TITLE:
Adalimumab-Associated Acute Generalized Exanthematous Pustulosis with Psoriasiform Features: A Diagnostic Challenge
AUTHORS:
María Paula Chimbi-Bru, Karen Sofia Osorio-Contreras, Lucia Vanegas-Torres, Verónica Orozco-Pérez, Katherine Figueroa-Trujillo, Anthony Salazar-Arrieta, Laura Lopez-Rincón, Mariana Vargas-Torres, Juanita Salazar-Castillo, Lorena Molinares-Diaz, Nicole Young-Del Castillo
KEYWORDS:
Acute Generalized Exanthematous Pustulosis, Adalimumab, Anti-TNF Therapy, Drug-Induced Skin Eruption, Paradoxical Psoriasis, Pustular Dermatoses
JOURNAL NAME:
Journal of Biosciences and Medicines,
Vol.14 No.3,
March
20,
2026
ABSTRACT: Background: Acute generalized exanthematous pustulosis (AGEP) is a rare, severe cutaneous adverse reaction, most commonly induced by drugs. It is characterized by the abrupt onset of numerous sterile, non-follicular pustules on an erythematous background and is typically self-limited after withdrawal of the offending agent.

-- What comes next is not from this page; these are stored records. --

PR #432, opened 2019-11-01
1593055: Add testGetNumRecordedErrors to labeled metrics

mdboom:
#401 didn't include labeled metrics (in an attempt to not make that PR any bigger than it already was).

### DIFF
--- a/glean-core/src/metrics/labeled.rs
+++ b/glean-core/src/metrics/labeled.rs
@@ -125,6 +125,14 @@ where
             None => self.new_metric_with_dynamic_label(label.to_string()),
         }
     }
+
+    /// Get the template submetric.
+    ///
+    /// The template submetric is the actual metric that is cloned and modified
+    /// to record for a specific label.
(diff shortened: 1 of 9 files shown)


glean-core/src/metrics/labeled.rs
```diff
@@ -125,6 +125,14 @@ where
             None => self.new_metric_with_dynamic_label(label.to_string()),
         }
     }
+
+    /// Get the template submetric.
+    ///
+    /// The template submetric is the actual metric that is cloned and modified
+    /// to record for a specific label.
+    pub fn get_submetric(&self) -> &T {
```
mdboom: I'm not crazy on the access specifier here, but it's needed for use in the FFI layer, so `pub(crate)` isn't good enough.  @badboy: Any thoughts of alternatives?

badboy: We have the same problem for the `test_*` functions already. They are exposed.

We could think of hiding them from docs, just to make it clear that they are not actually public API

Although antibiotics are the most frequent triggers, biologic therapies, including anti-tumor necrosis factor (TNF) agents, have increasingly been implicated. Distinguishing AGEP from pustular psoriasis or paradoxical psoriasis induced by anti-TNF therapy may be challenging due to overlapping clinical and histopathological features. Case: We report the case of a 51-year-old woman with rheumatoid arthritis treated with adalimumab and leflunomide, who presented with a 15-day history of generalized pustular eruption accompanied by malaise but no fever. Dermatological examination revealed widespread erythematous papules and pustules involving the trunk, back, extremities, and prominently the palms and soles, with marked involvement of the axillary folds. A punch biopsy from a dorsal lesion demonstrated histopathological findings consistent with acute generalized exanthematous pustulosis. Laboratory evaluation was unremarkable. Adalimumab was discontinued, and systemic cyclosporine was initiated, leading to complete resolution of the pustular eruption. During follow-up, the patient developed new psoriasiform lesions affecting the scalp and plantar surfaces, raising the possibility of a clinical overlap between AGEP and paradoxical psoriasis secondary to anti-TNF therapy. Conclusion: This case highlights AGEP as a potential severe cutaneous adverse reaction to adalimumab and underscores the diagnostic complexity when psoriasiform features emerge during follow-up. Careful clinicopathological correlation and longitudinal assessment are essential to differentiate AGEP from paradoxical psoriasis, particularly in patients receiving biologic agents. Early recognition and prompt withdrawal of the causative drug remain the cornerstone of management.